----- Dataset records -----

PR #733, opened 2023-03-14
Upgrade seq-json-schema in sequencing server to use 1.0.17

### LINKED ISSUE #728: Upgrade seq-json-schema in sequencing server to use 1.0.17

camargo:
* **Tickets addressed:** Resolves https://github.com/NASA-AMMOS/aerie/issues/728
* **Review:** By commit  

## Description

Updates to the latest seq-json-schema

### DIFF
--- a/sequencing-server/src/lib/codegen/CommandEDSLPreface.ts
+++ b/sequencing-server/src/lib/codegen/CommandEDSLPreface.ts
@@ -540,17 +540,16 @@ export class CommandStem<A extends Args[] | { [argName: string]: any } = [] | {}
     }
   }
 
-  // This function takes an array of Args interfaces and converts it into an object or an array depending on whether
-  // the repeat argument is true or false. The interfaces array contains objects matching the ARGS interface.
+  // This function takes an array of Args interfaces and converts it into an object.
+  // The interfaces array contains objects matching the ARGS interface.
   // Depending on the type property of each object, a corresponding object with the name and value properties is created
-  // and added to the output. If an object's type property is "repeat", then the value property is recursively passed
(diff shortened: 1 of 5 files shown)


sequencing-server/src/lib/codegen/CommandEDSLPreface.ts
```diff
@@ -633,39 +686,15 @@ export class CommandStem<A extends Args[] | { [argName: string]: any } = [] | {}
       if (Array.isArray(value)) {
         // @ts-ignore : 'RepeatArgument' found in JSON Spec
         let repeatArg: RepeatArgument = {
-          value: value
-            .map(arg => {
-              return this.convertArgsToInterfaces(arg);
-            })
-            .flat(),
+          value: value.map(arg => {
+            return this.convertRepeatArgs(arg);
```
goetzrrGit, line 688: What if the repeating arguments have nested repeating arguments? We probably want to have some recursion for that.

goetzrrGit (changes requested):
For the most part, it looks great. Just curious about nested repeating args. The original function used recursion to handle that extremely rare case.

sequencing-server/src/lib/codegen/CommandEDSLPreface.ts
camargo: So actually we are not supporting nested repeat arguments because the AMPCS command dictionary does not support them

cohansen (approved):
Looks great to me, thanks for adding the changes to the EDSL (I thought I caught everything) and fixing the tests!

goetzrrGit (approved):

-----
----- Dataset records -----

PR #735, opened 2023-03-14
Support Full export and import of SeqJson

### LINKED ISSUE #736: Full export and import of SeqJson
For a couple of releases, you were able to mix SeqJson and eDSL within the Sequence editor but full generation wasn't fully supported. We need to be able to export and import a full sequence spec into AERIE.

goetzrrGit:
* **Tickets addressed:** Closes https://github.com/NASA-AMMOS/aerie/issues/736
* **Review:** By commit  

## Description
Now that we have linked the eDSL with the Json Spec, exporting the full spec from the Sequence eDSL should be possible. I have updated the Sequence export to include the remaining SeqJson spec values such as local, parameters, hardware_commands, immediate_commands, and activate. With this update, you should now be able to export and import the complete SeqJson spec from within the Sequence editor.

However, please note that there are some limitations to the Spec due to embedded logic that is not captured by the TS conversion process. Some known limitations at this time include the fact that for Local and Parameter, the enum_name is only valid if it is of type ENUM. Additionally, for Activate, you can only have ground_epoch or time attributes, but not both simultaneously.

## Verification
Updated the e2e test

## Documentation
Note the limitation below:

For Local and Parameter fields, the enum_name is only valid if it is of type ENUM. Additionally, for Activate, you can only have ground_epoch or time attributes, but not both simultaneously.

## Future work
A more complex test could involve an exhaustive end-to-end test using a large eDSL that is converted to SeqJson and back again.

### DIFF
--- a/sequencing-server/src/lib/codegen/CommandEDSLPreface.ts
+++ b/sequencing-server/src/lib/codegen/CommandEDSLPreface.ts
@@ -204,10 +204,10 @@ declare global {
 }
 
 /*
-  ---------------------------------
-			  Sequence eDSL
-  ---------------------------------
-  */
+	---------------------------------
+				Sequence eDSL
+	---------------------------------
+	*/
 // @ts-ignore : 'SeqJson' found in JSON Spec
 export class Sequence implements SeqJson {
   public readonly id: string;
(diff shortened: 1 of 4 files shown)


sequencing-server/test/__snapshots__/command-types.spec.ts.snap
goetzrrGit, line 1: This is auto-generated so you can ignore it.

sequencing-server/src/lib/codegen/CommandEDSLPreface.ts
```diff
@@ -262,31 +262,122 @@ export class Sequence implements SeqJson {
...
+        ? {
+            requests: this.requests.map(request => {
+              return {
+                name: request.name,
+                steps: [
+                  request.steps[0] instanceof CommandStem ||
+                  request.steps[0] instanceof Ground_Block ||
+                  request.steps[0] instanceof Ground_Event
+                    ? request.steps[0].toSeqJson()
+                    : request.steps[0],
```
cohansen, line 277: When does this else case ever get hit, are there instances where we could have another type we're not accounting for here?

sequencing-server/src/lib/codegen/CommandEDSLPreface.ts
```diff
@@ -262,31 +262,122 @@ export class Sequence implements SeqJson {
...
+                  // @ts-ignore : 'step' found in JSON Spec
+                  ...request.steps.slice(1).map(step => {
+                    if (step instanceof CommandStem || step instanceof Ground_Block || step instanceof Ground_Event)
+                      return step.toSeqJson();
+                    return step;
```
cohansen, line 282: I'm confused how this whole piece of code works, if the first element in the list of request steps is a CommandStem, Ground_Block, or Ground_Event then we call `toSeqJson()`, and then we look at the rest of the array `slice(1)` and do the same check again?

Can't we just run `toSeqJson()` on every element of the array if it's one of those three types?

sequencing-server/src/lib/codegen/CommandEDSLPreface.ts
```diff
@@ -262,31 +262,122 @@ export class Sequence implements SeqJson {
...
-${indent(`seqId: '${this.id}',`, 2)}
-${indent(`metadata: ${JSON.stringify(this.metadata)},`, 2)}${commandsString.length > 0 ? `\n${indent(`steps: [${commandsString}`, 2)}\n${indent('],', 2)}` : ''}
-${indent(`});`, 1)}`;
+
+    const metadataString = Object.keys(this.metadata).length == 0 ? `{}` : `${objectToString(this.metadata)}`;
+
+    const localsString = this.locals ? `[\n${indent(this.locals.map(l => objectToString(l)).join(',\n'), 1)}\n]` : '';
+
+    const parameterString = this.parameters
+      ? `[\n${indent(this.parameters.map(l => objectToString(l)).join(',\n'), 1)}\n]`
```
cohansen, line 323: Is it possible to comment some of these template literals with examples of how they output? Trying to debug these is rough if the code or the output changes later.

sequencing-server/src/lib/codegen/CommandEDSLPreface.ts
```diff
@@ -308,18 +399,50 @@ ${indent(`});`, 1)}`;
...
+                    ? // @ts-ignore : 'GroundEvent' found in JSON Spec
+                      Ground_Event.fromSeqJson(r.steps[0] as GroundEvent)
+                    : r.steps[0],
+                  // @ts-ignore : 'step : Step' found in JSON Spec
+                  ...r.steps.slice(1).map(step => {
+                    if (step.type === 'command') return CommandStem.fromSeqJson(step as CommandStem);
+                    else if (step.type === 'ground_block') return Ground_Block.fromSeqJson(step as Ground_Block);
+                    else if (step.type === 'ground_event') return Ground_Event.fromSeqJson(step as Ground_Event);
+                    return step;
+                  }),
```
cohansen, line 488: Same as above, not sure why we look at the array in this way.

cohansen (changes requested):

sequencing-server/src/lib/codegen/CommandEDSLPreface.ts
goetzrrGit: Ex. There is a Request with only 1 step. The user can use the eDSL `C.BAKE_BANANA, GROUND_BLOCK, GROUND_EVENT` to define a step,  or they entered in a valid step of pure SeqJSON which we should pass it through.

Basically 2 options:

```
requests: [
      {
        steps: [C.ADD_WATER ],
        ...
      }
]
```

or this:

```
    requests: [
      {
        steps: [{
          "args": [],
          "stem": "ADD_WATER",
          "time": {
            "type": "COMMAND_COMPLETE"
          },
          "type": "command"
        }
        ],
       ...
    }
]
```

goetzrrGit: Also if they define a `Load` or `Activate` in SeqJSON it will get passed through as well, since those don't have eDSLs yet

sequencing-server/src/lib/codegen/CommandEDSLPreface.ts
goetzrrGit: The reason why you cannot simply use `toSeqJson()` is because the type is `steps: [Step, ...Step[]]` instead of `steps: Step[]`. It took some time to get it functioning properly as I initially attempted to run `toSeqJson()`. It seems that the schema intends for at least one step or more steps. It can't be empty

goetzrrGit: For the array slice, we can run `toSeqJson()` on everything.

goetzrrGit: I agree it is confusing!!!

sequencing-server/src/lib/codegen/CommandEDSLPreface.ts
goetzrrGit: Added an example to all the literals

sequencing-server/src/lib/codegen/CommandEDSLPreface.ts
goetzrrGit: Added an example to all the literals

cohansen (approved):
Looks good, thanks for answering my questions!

-----
----- Dataset records -----

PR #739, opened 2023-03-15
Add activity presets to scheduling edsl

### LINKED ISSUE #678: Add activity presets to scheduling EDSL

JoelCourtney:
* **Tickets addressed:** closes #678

-----

◆ What is required
Find the lines that mention "recursion" in the entries and show them.

◆ Exercise output
goetzrrGit, line 688: What if the repeating arguments have nested repeating arguments? We probably want to have some recursion for that.
For the most part, it looks great. Just curious about nested repeating args. The original function used recursion to handle that extremely rare case.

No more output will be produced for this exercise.